The film is a passionate study of the effects of downsizing in education, and the personal struggles of one teacher who gradually learns the relationship between art and politics.

Westray is a documentary from Nova Scotia, Canada. It doesn't deal directly with the tragic accident that killed 26 coalminers on May 9, 1992. Rather it delves into the shattered lives of the survivors, and exposes the responsibility of the greedy mining corporation and its failure to provide safe working conditions.

Compassionate inquiries of the widows offer re-creations of the good times prior to the disaster.
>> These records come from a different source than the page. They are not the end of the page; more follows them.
PR #14954, opened 2017-02-24
Update Glimmer

chadhietala:
This commit brings glimmer `master` and ember `master` in line.

### DIFF
--- a/packages/ember-glimmer/lib/environment.js
+++ b/packages/ember-glimmer/lib/environment.js
@@ -180,16 +180,7 @@ export default class Environment extends GlimmerEnvironment {
     }
   }
 
-  hasHelper(nameParts, symbolTable) {
-    assert('The first argument passed into `hasHelper` should be an array', Array.isArray(nameParts));
-
-    // helpers are not allowed to include a dot in their invocation
-    if (nameParts.length > 1) {
-      return false;
-    }
-
-    let name = nameParts[0];
-
+  hasHelper(name, symbolTable) {
     if (this.builtInHelpers[name]) {
       return true;
     }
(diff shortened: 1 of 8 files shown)


packages/ember-glimmer/lib/environment.js
```diff
@@ -180,16 +180,13 @@ export default class Environment extends GlimmerEnvironment {
     }
   }
 
-  hasHelper(nameParts, symbolTable) {
-    assert('The first argument passed into `hasHelper` should be an array', Array.isArray(nameParts));
+  hasHelper(name, symbolTable) {
 
     // helpers are not allowed to include a dot in their invocation
-    if (nameParts.length > 1) {
+    if (name.indexOf('.') > 1) {
```
chancancode: ✂️  I took care of this in the pre-compiler already

packages/ember-glimmer/lib/environment.js
```diff
@@ -239,31 +233,27 @@ export default class Environment extends GlimmerEnvironment {
...
     }
   }
 
-  hasModifier(nameParts) {
-    assert('The first argument passed into `hasModifier` should be an array', Array.isArray(nameParts));
-
+  hasModifier(name) {
     // modifiers are not allowed to include a dot in their invocation
-    if (nameParts.length > 1) {
+    if (name.indexOf('.') > -1) {
```
chancancode: ✂️  I took care of this in the pre-compiler already

chancancode (approved):

rwjblue:
Need some more cases for the AST transform:

```hbs 
{{foo.bar bar="something"}}
```

```hbs
{{foo.bar derp}}
```

```hbs 
{{#foo.bar}}stuff here{{/foo.bar}}
```

Specifically, rendering previously saved off closure components that are not derived from block params is totally valid and should be supported.

rwjblue:
👏

Issue #14914, opened 2017-02-08
Allow concatenated properties the {{component}} keyword


cibernox:
This feature is a nice to have. If it's computationally expensive it might not worth adding, but if added it would make a few composition patterns easier.

Say you are building a components that wraps another component that yields contextual components, and you want to bind some classes and allow users to bind their own.

```hbs
{{! imaginary datepicker component }}
{{#basic-dropdown as |dd|
  {{yield (hash
     trigger=(component dd.trigger class="datepicker-trigger")
     content=dd.content
  )}}
{{/basic-dropdown}}
```

You want the user to be able to add more classes to the trigger without removing the default one (`datepicker-trigger`):

```hbs
{{#my-datepicker as |dp|}}
  {{#dp.trigger class="extra-class"}}Foobar{{/dp.trigger}}
{{/my-datepicker}}
```

At the moment this code will generate
```hbs
<div class="basic-dropdown-trigger extra-class">Foobar</div>
{{! note that  "datepicker-trigger" is not present}}
```

One dirty-ish workaround is abuse the duality `class`/`classNames` un ember and do:

```hbs
{{! imaginary datepicker component }}
{{#basic-dropdown as |dd|
  {{yield (hash
     trigger=(component dd.trigger classNames="datepicker-trigger")
     content=dd.content
  )}}
{{/basic-dropdown}}
``` 

Since most people will use `class`, both will be present.

My feature request is to investigate if it's possible to consider special properties, like `class` concatenated properties in the `{{component}}` keyword, so the first example generates a div with both classes.

If this perf penalty it's significant disregard this request.

/cc @Serabe

locks:
Does this not need an RFC?

cibernox:
Unsure. @rwjblue said it could be considered a bug because it's not how components work, but it is indeed on the verge of being considered a breaking change.

rwjblue:
IMO, it is a bug. It should work, and I was surprised it didn't....

cibernox:
Concatenated properties is a feature to concatenate concatenate properties of a superclass with the ones defined in the class itself. 
This should work if se considering creating a creating a contextual component analogous to subclassing a component. If we consider that creating a contextual component (Technically that created a `ComponentDefinition` object) different this is working as expected.

pixelhandler:
@rwjblue so should this be labeled a bug?

mixonic:
[...]

PR #14956, opened 2017-02-24
[WIP] [BUGFIX beta] Support concatenatedProperties in contextual components

Serabe:
Given a component `my-comp` with a `concatenatedProperties: ['foo']` this:

```hbs
{{component (component (component "my-comp" foo=1) foo=2)}}
```

should produce `foo: [1, 2]` (unless there are other values in the class, then
those values would be concatenated as well).

This is not happening due to `curryArgs` does not take into account the
`concatenatedProperties` and `mergedProperties` properties. One of the problems
with current implementation is that these properties work at mixin level, thus
making them only accessible working out the `proto` (see emberjs/rfcs#209 for
more details.

This initial draft does not fully work. For this to continue I need to know
some details:

1. Is there an implemented way in glimmer to create an Reference that is
   a collection of reference? I need to concatenate two references/array of
   references into an array.
2. Is the `proto` method expensive enough not to continue?

### DIFF
--- a/packages/ember-glimmer/lib/helpers/component.js
+++ b/packages/ember-glimmer/lib/helpers/component.js
@@ -9,11 +9,13 @@ import {
   validatePositionalParameters
 } from '../syntax/curly-component';
 import {
+  combineTagged,
   EvaluatedArgs,
   EvaluatedNamedArgs,
   EvaluatedPositionalArgs,
   isComponentDefinition
 } from '@glimmer/runtime';
+import makeArray from 'ember-utils/make-array';
 import { assert, runInDebug } from 'ember-metal';
 
 /**
@@ -148,7 +150,7 @@ export class ClosureComponentReference extends CachedReference {
 
   constructor(args, symbolTable, env) {
     super();
-    
+
     let firstArg = args.positional.at(0);
     this.defRef = firstArg;
     this.tag = firstArg.tag;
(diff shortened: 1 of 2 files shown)


AnastasiyaYelets:
@Serabe hey, why did this pull close? Issue still not fixed in ember

Serabe:
I can try to give this another try, the thing was supporting this is (or at least was) pretty expensive and nobody had requested it in over two years. We can try and give it another go.

KirillSuhodolov:
@Serabe I founded similar issue https://github.com/emberjs/ember.js/issues/14914

I am trying to have merged properties that passing via component 

```
{{component (component (component "my-comp" foo=(hash a=2)) foo=(hash b=3))}}
```

foo defined as merged property at component

looks at codebase it not implemented at ember-glimmer component helpers

Serabe:
Yes, I know. The problem with `concatenatedProperties` and `mergedProperties` is that they are instance properties, and therefore would require creating an instance of the component to know its value.

KirillSuhodolov:
so, at such example will be create two extra waste components at runtime?

Serabe:
Yes.

KirillSuhodolov:
@Serabe anyway, is it possible add to ember?

Serabe:
@AnastasiyaYelets  @KirillSuhodolov this won't be fixed. This feature would be pretty expensive computationally and had some undesired side-effects from initialising the component each time.

Please, for anyone reading this, the behaviour that won't be fixed is not that concatenated properties won't work if a component is invoked as a contextual component, but that concatenated properties work in nested contextual components. Let me show this with an example:

```hbs
{{! this won't concatenate properties }}

{{#with (component "my-component" classNames="first-declaration") as |comp|}}
  {{#with (component comp classNames="second-declaration") as |nestedComp|}}
    {{component nestedComp}}
  {{/with}}
{{/with}}
```

`second-declaration` is overwriting `first-declaration` as value. This [ember twiddle](https://ember-twiddle.com/8e674001c73db34d206f107d99c40fd9?openFiles=templates.application.hbs%2C) shows the behaviour with a few classes.

Thank you!

PR #14961, opened 2017-02-25
[BUGIX release] [Fixes #14925] remove duplicate `/` in pathname

### LINKED ISSUE #14925: Ember 2.11 double forward slash causes application to break
accidently entered double forward slash in path breaks the application

```http://localhost:4200//```
or 
```http://localhost:4200//some-route```

route error handler never gets called to recover

### PR DESCRIPTION
**Pull request by stefanpenner**
[Fixes #14925]

This avoids a DOMException, which interprets duplicate `/` as a security violation and prevents the associated history state modifications.

error in question:
screen shot 2017-02-24 at 11 32 53 pm

---

I'm not totally sure this is the appropriate fix, so maybe someone else should sanity check this one.

### DIFF
--- a/packages/ember-routing/lib/location/history_location.js
+++ b/packages/ember-routing/lib/location/history_location.js
@@ -101,7 +101,8 @@ export default EmberObject.extend({
     // remove baseURL and rootURL from start of path
     let url = path
       .replace(new RegExp(`^${baseURL}(?=/|$)`), '')
-      .replace(new RegExp(`^${rootURL}(?=/|$)`), '');
+      .replace(new RegExp(`^${rootURL}(?=/|$)`), '')
+      .replace(/\/\/$/g,'/'); // remove extra slashes
 
     let search = location.search || '';
     url += search + this.getHash();
--- a/packages/ember-routing/tests/location/history_location_test.js
+++ b/packages/ember-routing/tests/location/history_location_test.js
@@ -333,3 +333,21 @@ QUnit.test('HistoryLocation.getURL() includes location.hash and location.search'
 
   equal(location.getURL(), '/foo/bar?time=morphin#pink-power-ranger');
 });
+
+
+QUnit.test('HistoryLocation.getURL() drops duplicate slashes', function() {
+  expect(1);
+
+  HistoryTestLocation.reopen({
+    init() {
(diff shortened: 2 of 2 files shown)

### CODE REVIEW

**Comment by krisselden** [comment]
@stefanpenner is this a regression? does this happen when there are multiple epsilon segments?

**Comment by stefanpenner** [comment]
> @stefanpenner is this a regression? 

I don't believe it is a regression, rather browsers hard-error (but in the past they did not).

> does this happen when there are multiple epsilon segments?

I'm not totally sure. Is your question if we should only strip some excess `/` not all?

**Comment by stefanpenner** [comment]
Chatting with @krisselden this is more likely an issue in RR not collapsing these "epsilon" segments.

**Comment by stefanpenner** [comment]
Actually. This appears to be unrelated to RR (route recognizer), and should be thought of as more of a "cleanup" of user input (from location.pathname)

**Comment by scalvert** [comment]
👍

File: packages/ember-routing/lib/location/history_location.js [hunk 1]
```diff
@@ -101,7 +101,8 @@ export default EmberObject.extend({
     // remove baseURL and rootURL from start of path
     let url = path
       .replace(new RegExp(`^${baseURL}(?=/|$)`), '')
-      .replace(new RegExp(`^${rootURL}(?=/|$)`), '');
+      .replace(new RegExp(`^${rootURL}(?=/|$)`), '')
+      .replace(/\/\//g,'/'); // remove extra slashes
```
rwjblue: Should this be anchored? If not, can you add a test showing that something like `/foo//bar/` is actually supported?

stefanpenner: I'm open to suggestions, I can glady add that test, or anchor it. thoughts?

rwjblue: lets just anchor at the end, we can always make it more permissive if we end up finding a need for it...

stefanpenner: sounds good

stefanpenner:
Updated as per @rwjblue's comment. We should be good to go if CI agrees.

rwjblue (approved):

stefanpenner:
@rwjblue should I backport or are you? I don't want to confuse the "process".

PR #14966, opened 2017-02-26
Add filter for undefined options.path during component-test blueprint/generator

mansona:
Howdy folks 👋 

I don't know the root cause of this issue but I thought I thought I would open the discussion with a PR that actually fixes it for me. 

The issue occurs when I use `ember g component-test super-component` from the command line. The render calls in the generated tests have the component name prepended with a `/` for some reason. Here is what it looks like: 

```
  this.render(hbs`{{/super-component}}`);

  this.render(hbs`
    {{#/super-component}}
      template block text
    {{//super-component}}
  `);
```

Doing a bit of debugging I found that `options.path` was undefined when coming into the generator, but like I said I don't know **why** that might be the case. All I know is that the fix in this PR works for me now 👍 

I didn't include any tests or anything because at first glance I didn't see any test harness that actually exercises the generators. Let me know if there is one and I'll create whatever tests are required. 

As ever if you have any questions just let me know 👍

### DIFF
--- a/blueprints/component-test/index.js
+++ b/blueprints/component-test/index.js
@@ -44,7 +44,7 @@ module.exports = useTestFrameworkDetector({
     var friendlyTestDescription = testInfo.description(options.entity.name, 'Integration', 'Component');
 
     if (options.pod && options.path !== 'components' && options.path !== '') {
-      componentPathName = [options.path, dasherizedModuleName].join('/');
+      componentPathName = [options.path, dasherizedModuleName].filter(Boolean).join('/');
     }
 
     if (options.testType === 'unit') {
--- a/node-tests/blueprints/component-test.js
+++ b/node-tests/blueprints/component-test.js
@@ -1,5 +1,7 @@
 'use strict';
 
+var fs = require('fs');
+
 var blueprintHelpers = require('ember-cli-blueprint-test-helpers/helpers');
 var setupTestHooks = blueprintHelpers.setupTestHooks;
 var emberNew = blueprintHelpers.emberNew;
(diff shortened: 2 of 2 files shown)


blueprints/component-test/index.js
```diff
@@ -44,7 +44,7 @@ module.exports = useTestFrameworkDetector({
     var friendlyTestDescription = testInfo.description(options.entity.name, 'Integration', 'Component');
 
     if (options.pod && options.path !== 'components' && options.path !== '') {
-      componentPathName = [options.path, dasherizedModuleName].join('/');
+      componentPathName = [options.path, dasherizedModuleName].filter(item => item).join('/');
```
rwjblue: You can simply the filter to `.filter(Boolean)`

rwjblue (commented):
I only had a small tweak suggested in implementation.

The tests for this is in https://github.com/emberjs/ember.js/blob/master/node-tests/blueprints/component-test.js, can you tweak to ensure it was failing and is now passing?

mansona:
Thanks for the feedback @rwjblue, much cleaner using the Boolean that way 👍 

So I noticed there was already a pod based test in the blueprint tests and figured it was a `.ember-cli` `usePods: true` issue. You can see the test failing here https://travis-ci.org/emberjs/ember.js/jobs/205521189

I know this probably raises questions about maybe running other tests with `usePods: true` and I know the structure of this test is slightly different to the rest of the file. How do you want me to proceed?

rwjblue:
Seems good to me as is, refactoring all the blueprints to test with and without `usePods` seems outside the scope here. 

Can you squash the commits and prefix with `[BUGFIX release]`?

mansona:
Like that? 

I tend to squash commits using github's "squash and merge" feature so I've never done it like this before 😂

rwjblue:
Yep, looks great!

PR #14972, opened 2017-02-28
[Deprecated] Add deprecation for partials

chadhietala:
This adds a deprecation for `{{partial}}`. Like `{{render}}` they go against the Ember's programming model.

### DIFF
--- a/packages/ember-glimmer/tests/integration/application/engine-test.js
+++ b/packages/ember-glimmer/tests/integration/application/engine-test.js
@@ -155,6 +155,7 @@ moduleFor('Application test: engine rendering', class extends ApplicationTest {
   }
 
   ['@test attrs in an engine']() {
+    expectDeprecation(/Partials are now deprecated in favor of using components. Please change "troll" to a component./)
     this.setupEngineWithAttrs([]);
 
     return this.visit('/').then(() => {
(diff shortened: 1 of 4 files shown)


workmanw:
I'm 👎  on this. I've often found partials a good way to break up a large page / component into more logical sections. Sure you could do that with components too, but the difference is scoping. Using components this way requires more boilerplate (passing data in and emitting actions up).

Obviously not the end of the world, but I would definitely be sad to see partials go.

rwjblue:
> I've often found partials a good way to break up a large page / component into more logical sections.

This is **exactly** why they should go 😜.  Making a file smaller does not actually reduce complexity, and instead just increases the mental overhead when you have to parse both the calling location (where you invoke `{{partial`) and the actual partial being invoked for access to all surrounding scope.  There is absolutely no API, no way to refactor the partial away from assuming "eval" style access to the calling scope, and no real benefit to splitting files this way.

> Using components this way requires more boilerplate (passing data in and emitting actions up).

Perhaps, but when you add an actual API to the thing you have many benefits. Including things like the ability to refactor, ability to test independently, etc.

---

Regardless of our disagreements here, this will need to end up becoming a deprecation RFC. Lets hash out the pros/cons over there....

mixonic:
This will absolutely go through an RFC process. 👍

locks:
Closing for now, until RFC is go.

PR #15529, opened 2017-07-19
fixing a test for reading a property of a function

KrishMunot:
This might fix a template to let them read a property from a method


rwjblue:
Just wanted to confirm that you intended this to be a failing test PR (since there are only tests being added here)?

krisselden:
this is a duplicate of #14729

krisselden:
also, set() called on a function property didn't update the template prior to the LTS

PR #15530, opened 2017-07-19
Chrome and Firefox stack trace fix

KrishMunot:


packages/ember-debug/lib/deprecate.js
```diff
@@ -105,6 +106,9 @@ if (DEBUG) {
           stack = error.stack.replace(/(?:\n@:0)?\s+$/m, '').
             replace(/^\(/gm, '{anonymous}(').split('\n');
         }
+      } finally {
+          Error.prepareStackTrace = prevPrepareStackTrace;
```
rwjblue: Where is `prevPrepareStackTrace` being captured?

packages/ember-debug/lib/deprecate.js
```diff
@@ -91,9 +91,10 @@ if (DEBUG) {
     if (ENV.LOG_STACKTRACE_ON_DEPRECATION) {
       let stackStr = '';
       let error = captureErrorForStack();
-      let stack;
-
-      if (error.stack) {
+     
+      // do this when we are actually processing the stack
+      try {
+      Error.prepareStackTrace = function(error, stack) {
```
rwjblue: Indentation seems off here...

rwjblue (commented):
Seems like this is roughly the same area as @stefanpenner's https://github.com/emberjs/ember.js/pull/15524, are y'all working on this together? Should we land them in any particular order?

locks:
@KrishMunot if you could join efforts with @stefanpenner in https://github.com/emberjs/ember.js/pull/15524 it would be very helpful 🙏

PR #15532, opened 2017-07-20
refactor set/get path

bekzod:
* checks `isPath` before accessing property in `get`
* uses spliced path for `setPath/getPath` to avoid extra join/splits
* avoids checking `isPath` when setting through `setPath/getPath`
* avoids using `isPath` (since indexOf and split seem to perform equally https://jsperf.com/string-match-vs-string-split so better just split)

### DIFF
--- a/packages/ember-metal/lib/property_get.js
+++ b/packages/ember-metal/lib/property_get.js
@@ -55,7 +55,7 @@ export function get(obj, keyName) {
   assert(`'this' in paths is not supported`, keyName.lastIndexOf('this.', 0) !== 0);
   assert('Cannot call `Ember.get` with an empty string', keyName !== '');
 
-  return isPath(keyName) ? _getPath(obj, keyName) : _get(obj, keyName);
+  return isPath(keyName) ? _getPath(obj, keyName.split('.')) : _get(obj, keyName);
 }
 
 function _get(obj, keyName) {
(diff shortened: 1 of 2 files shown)


packages/ember-metal/lib/property_get.js
```diff
@@ -54,13 +53,16 @@ export function get(obj, keyName) {
   assert(`'this' in paths is not supported`, keyName.lastIndexOf('this.', 0) !== 0);
   assert('Cannot call `Ember.get` with an empty string', keyName !== '');
 
+  let pathParts = keyName.split(/\./);
```
krisselden: why not `'.'`?

krisselden:
that benchmark isn't a good test, it is only comparing the worse case for indexOf on a string that is much longer than most paths.  It would be better to use more realistic data and a more realistic distribution of hits/misses.

I would check https://github.com/krisselden/ember-macro-benchmark with this change.

bekzod:
benchmark https://cl.ly/3U152N3b1n1v/results.pdf

krisselden:
looks like good evidence it has no impact, question, did you happen to check the tested URL and confirm the code was different?

bekzod:
sorry what you mean by `tested URL` ?

bekzod:
@krisselden you might be right it was serving same versions on both urls will check tmrw why, so that benchmark might be wrong will check

bekzod:
so it happens if I use `emberobserver.com.har` only

bekzod:
@krisselden had to use 2.14.1 ember (because of wireformat incompatibilities with `emberobserver.com.har` I guess) https://cl.ly/0f2A3U3n303B/results.pdf there is not significant difference, does `ember-macro-benchmark` take into account memory usage ?

krisselden:
@bekzod any chance you can commit your benchmark for peer review?

bekzod:
because of a lot of conflicts making different PR with less radical changes

PR #15535, opened 2017-07-20
[BUGFIX release] Fix rendering a property of a function

krisselden:


krisselden:
Rebased and focused version of #15482 on just the regression.   Before 2.10 you could render a property of a function, but you couldn't notify it updated.  This should make its way into the LTS since this regressed in 2.10 /cc @rwjblue @locks 

It is simple to support updates too, I just don't think it should be back ported since it wasn't possible before.

rwjblue (approved):

packages/ember-glimmer/tests/integration/content-test.js
```diff
@@ -484,6 +484,29 @@ class DynamicContentTest extends RenderingTest {
...
+    let func = () => {};
+    func.aProp = 'this is a property on a function';
+
+    this.renderPath('func.aProp', { func });
+
+    this.assertContent('this is a property on a function');
+
+    this.assertStableRerender();
+
+    // this.runTask(() => set(func, 'aProp', 'still a property on a function'));
```
stefanpenner: why comments?

krisselden: because I missed that? I didn't comment it out.

rwjblue: The test was trying to do INUR (which is likely what prompted the fixing of the updating side also), so my guess is that the update/reset parts here are just commented out.

Issue #13984, opened 2016-08-01
[DOCS] Ember.RSVP.cast is not documented


chadhietala:

rwjblue:
`RSVP.cast` is just `Ember.RSVP.resolve` AFAIK ([see here](https://github.com/tildeio/rsvp.js/blob/master/lib/rsvp.js#L26)). I think `Ember.RSVP.Promise.resolve` would be preferred over either, but @stefanpenner should chime in to confirm/deny...

stefanpenner:
`cast` is dead, don't use it, as 100% of `cast` usages can be expressed as `Promise.resolve`. It exists purely as a deprecated compat thing.

PR #15536, opened 2017-07-21
[DOC release] Replace RSVP.cast with RSVP.resolve

NetForce1:
cast is dead (see: https://github.com/emberjs/ember.js/issues/13984), and should be replaced with resolve


bekzod:
@NetForce1 should be replaced with resolve here too https://github.com/NetForce1/ember.js/blob/d006a79056b129ffca8c80e7dfee1b7ad46dd8a7/packages/ember-runtime/tests/mixins/promise_proxy_test.js#L187

locks:
@bekzod can you make that change separately?

locks:
Thanks @NetForce1 :)

PR #15538, opened 2017-07-22
[BUGFIX canary] Deprecate TargetActionSupport

locks:
WIP


rwjblue (commented):
Looks pretty good. Needs:

* an entry in website deprecation guide
* URL in the deprecation options
* entry in features.json

bekzod:
does this mean that it will be called each time when you use `TextSupport` mixin or create input ?

mmun:
We've deprecated usage of `targetObject`. Are we still wanting to deprecate the whole mixin?

PR #15540, opened 2017-07-23
convert weakmap polyfill to es6 and use native weakmap when available

bekzod:
not sure it is desirable feature, throwing this for discussion


rwjblue:
Seems good to me, but would like @stefanpenner's thoughts...

rwjblue:
Decided to land it anyways, we can always revert if needed...

PR #15544, opened 2017-07-24
remove `isFrozen` check in `native_array`

bekzod:
since `Ember.Freezable` is deprecated and nothing inherits from `Ember.Freezable`

### DIFF
--- a/packages/ember-runtime/lib/system/native_array.js
+++ b/packages/ember-runtime/lib/system/native_array.js
@@ -15,6 +15,7 @@ import EmberArray, {
 import MutableArray from '../mixins/mutable_array';
 import Observable from '../mixins/observable';
 import Copyable from '../mixins/copyable';
+import { assert } from 'ember-debug';
 import { FROZEN_ERROR } from '../mixins/freezable';
 import copy from '../copy';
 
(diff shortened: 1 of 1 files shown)


packages/ember-runtime/lib/system/native_array.js
```diff
@@ -54,10 +53,6 @@ let NativeArray = Mixin.create(MutableArray, Observable, Copyable, {
 
   // primitive for array support.
   replace(idx, amt, objects) {
-    if (this.isFrozen) {
```
rwjblue: I don't think we can remove this (even though `Ember.Freezable` is deprecated, it is still fully supported until 3.0.0).

Can you swap this to a debug mode assertion though?

rwjblue (changes requested):

packages/ember-runtime/lib/system/native_array.js
bekzod: will do

rwjblue: @bekzod - Friendly ping...

bekzod: done

rwjblue:
Thank you!

Issue #15545, opened 2017-07-24
cacheFor returns the wrong value for aliased properties


dwickern:
Aliased properties (`computed.alias`, `computed.readOnly`, etc) return the [CONSUMED](https://github.com/emberjs/ember.js/blob/2232478367c36f911c7dc3425e3fba478e266358/packages/ember-metal/lib/alias.js#L16) object when you try to get their cached value.

[ember-twiddle](https://ember-twiddle.com/e1f0129649ef8be7d84379cbea776884?openFiles=controllers.application.js%2C)
```js
export default Ember.Controller.extend({
  appName: 'Ember Twiddle',
  aliased: Ember.computed.alias('appName'),
  
  init() {
    this._super(...arguments);
    console.log('before:', this.cacheFor('aliased'));
    console.log('get:', this.get('aliased'));
    console.log('after:', this.cacheFor('aliased'));
  }
});
```

Expected output:
```
before: undefined
get: Ember Twiddle
after: Ember Twiddle
```

Actual output:
```
before: undefined
get: Ember Twiddle
after: Object {}
```

krisselden:
I was surprised that `cacheFor` is marked a `@public` to be honest, but cacheFor is only for computed props not aliases, aliases are just using the cache meta for a flag, they don't actually cache values.

bekzod:
I think expected behavior should be `alias` should default to `aliased value cache` done so in pr #15548

dwickern:
Does public API ever distinguish between computed properties and aliases? They're both created by `Ember.computed`. I assumed aliases are a special-case implementation for performance, but they should outwardly behave the same as computed properties

krisselden:
`alias` just uses `Ember.computed` as a namespace, internally they are different.

pixelhandler:
@krisselden is this mainly a documentation issue? cc\ @locks

pixelhandler:
@locks should this be closed in favor of a documention issue elsewhere?

pixelhandler:
@bekzod @dwickern @krisselden @rwjblue is this still an issue, perhaps we should close or create a new reproduction of this, what do you think?

pixelhandler:
I updated the twiddle to a current version of Ember, https://ember-twiddle.com/791c87e01d7492046a5978e1aafae197?openFiles=controllers.application.js%2C

locks:
Closing as this issue is a weird intersection of APIs and it is not likely to get fixed as the impact could be wide ranging.

[...]

PR #15548, opened 2017-07-25
correct behaviour of cachefor for aliased values

bekzod:
possible fix for #15545, although doesn't fix it entirely, at least prevents exposing internal CONSUMED object

### DIFF
--- a/packages/ember-metal/tests/alias_test.js
+++ b/packages/ember-metal/tests/alias_test.js
@@ -6,7 +6,8 @@ import {
   isWatching,
   addObserver,
   removeObserver,
-  tagFor,
+  getCachedValueFor as cacheFor,
+  computed,
 } from '..';
 import { meta } from 'ember-meta';
 import { moduleFor, AbstractTestCase } from 'internal-test-helpers';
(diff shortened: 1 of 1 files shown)


packages/ember-metal/lib/computed.js
```diff
@@ -548,12 +551,19 @@ export default function computed(...args) {
 function cacheFor(obj, key) {
   let meta = peekMeta(obj);
   let cache = meta && meta.source === obj && meta.readableCache();
-  let ret = cache && cache[key];
 
-  if (ret === UNDEFINED) {
-    return undefined;
+  if (cache !== undefined) {
+    let prop = obj[key];
+    if (prop instanceof AliasedProperty) {
```
bekzod: could check for existence of `prop.altKey` instead of `instanceof` for performance reasons

packages/ember-metal/lib/computed.js
```diff
@@ -548,12 +551,19 @@ export default function computed(...args) {
...
+      return cacheFor(obj, prop.altKey);
```
dwickern: I suspect this won't work for `alias('some.path')` because `cacheFor` doesn't handle paths

bekzod:
I think this is not relevant anymore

In their desperation, to secure a stable job in the dwindling market, miners signed on for work without a union, knowing the company's reputation for negligence and greed. By re-opening a proven unsafe mine, and failing to comply with even minimum safety standards, the Westray Mining Company was headed for disaster.

The film creatively brings the memory of the miners to life, by using archival footage, reenactments and interviews. The futile attempt by the widows to get justice in the courts, the failed attempts to unionize the mine prior to the accident, and the guilt of the mine owners are clearly drawn in this compelling reminder of corporate greed. L'emploi Du Temps (Time Out) a big hit from France, addresses the issue of downsizing from a totally different angle.

The film is directed by Laurent Cantet as a taut psychological thriller. An ordinary worker, with all the trappings of a well-balanced family life, all of a sudden finds himself out of a job. Known by all his friends and family as a responsible breadwinner, Vincent carries on as if he is still gainfully employed. He calls home from a remote parking lot, pretending he is still at work.

He concocts fantastic stories in order to get loans from his father in law and close friends. He stays away from home for long stretches, explaining he has assignments out of town.

The scam cannot continue forever, and the heavy psychological toll exacted on this troubled worker is gradually revealed as the film rolls towards an unpredictable ending. The tragic effects of corporate mergers and downsizing are exposed in this engrossing human drama of one unfortunate soul.

Multiply this by tens of thousands of workers having to deal with similar situations, and the effects are devastating. As the class struggle advances, cinema plays a powerful role.

Many other films shown at the Toronto Film Festival have relevance to these issues. In my next column I'll examine the world of Peter Watkins and his attempt to bring to life the events and spirit of the Paris Commune.